PENNY verweist in der Mitteilung auf das eigene Markthallen-Konzept, das Frische, Markenprodukte und Eigenmarken zu niedrigeren Preisen verbinden soll. Der Bereichsvorstand Stefan Görgens sagt dazu: „Sobald die Freigabe erteilt wird, modernisieren wir die neuen Märkte auf unser Markthallen-Konzept.“ Hinter dieser Formulierung steht ein Trend, der den Discount seit Jahren prägt. Discounter treten nicht mehr nur über niedrige Preise an, sondern versuchen, mit Backwaren, Obst und Gemüse, Frischetheken ähnlicher Warenpräsentation und klarer Ladenführung näher an klassische Supermärkte heranzurücken.
Für die betroffenen Kommunen kann die Unterscheidung zwischen REWE und PENNY dennoch relevant sein. Ein Vollsortimenter erfüllt andere Erwartungen als ein Discounter, etwa bei Bio-Produkten, regionalen Herstellern oder Bedienungsangeboten. Die angekündigte Modernisierung dürfte deshalb nicht überall gleich wahrgenommen werden. Gerade in kleineren Orten kann der Betreiberwechsel darüber entscheiden, ob ein Markt weiter als umfassender Nahversorger gilt oder stärker als preisorientierte Einkaufsstätte.
Die kartellrechtliche Prüfung entscheidet über Tempo und Umfang
Noch ist offen, ob die Übernahme vollständig wie geplant umgesetzt werden kann.
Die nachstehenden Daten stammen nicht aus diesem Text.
PR #9713, opened 2024-07-29
refactor(duckdb): use replace to generate less sql

cpcloud:
Refactors the duckdb output to geospatial to use `* REPLACE` syntax to generate less code when replacing a small number of geospatial columns (usually one) among an otherwise large set of columns. Additionally, we now only need to loop over expression columns once.


gforsyth (approved):
nice!

PR #9727, opened 2024-07-30
docs: fix typo in `drop` method docstring

cpcloud:
Fixes a typo in the `drop` method failure mode example.


cpcloud:
The amount of compute we're triggering here to render a docstring typo fix feels ... excessive.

Die kartellrechtliche Prüfung durch das Bundeskartellamt ist bei solchen Transaktionen mehr als ein formaler Schritt. Die Behörde untersucht, ob sich durch den Zusammenschluss in einzelnen regionalen Märkten eine zu starke Stellung ergibt. Gerade im Lebensmittelhandel kommt es dabei weniger auf bundesweite Marktanteile an als auf lokale Einkaufsmöglichkeiten und die Wettbewerbssituation im unmittelbaren Umfeld.
Nach der Vertragsunterzeichnung soll die Anmeldung beim Bundeskartellamt zügig erfolgen. Erst nach einer Freigabe könnten REWE Group, PENNY und die Genossenschaft Migros Zürich die Übergabe der Standorte vorbereiten. Für die Beschäftigten ist diese Phase besonders wichtig, weil nach Angaben der Unternehmen allen Mitarbeitenden der betroffenen Märkte ein Angebot gemacht werden soll. Tarifbindung und Beschäftigungsperspektiven werden in der öffentlichen Bewertung des Vorhabens daher eine wichtige Rolle spielen.
Für die Branche ist die Transaktion ein weiteres Signal, dass Handelsunternehmen ihre Netze gezielt verdichten, statt nur auf großflächige Expansion zu setzen. Gute Standorte sind knapp, Genehmigungen für neue Märkte dauern oft lange und Verbraucher erwarten zugleich kurze Wege. Wenn bestehende Tegut Märkte in das System von REWE und PENNY übergehen, könnte das für einzelne Regionen eine stabilere Einkaufsinfrastruktur bringen. Es würde aber auch die Konzentration im Markt weiter erhöhen, was die Prüfung durch die Wettbewerbshüter politisch und wirtschaftlich relevant macht.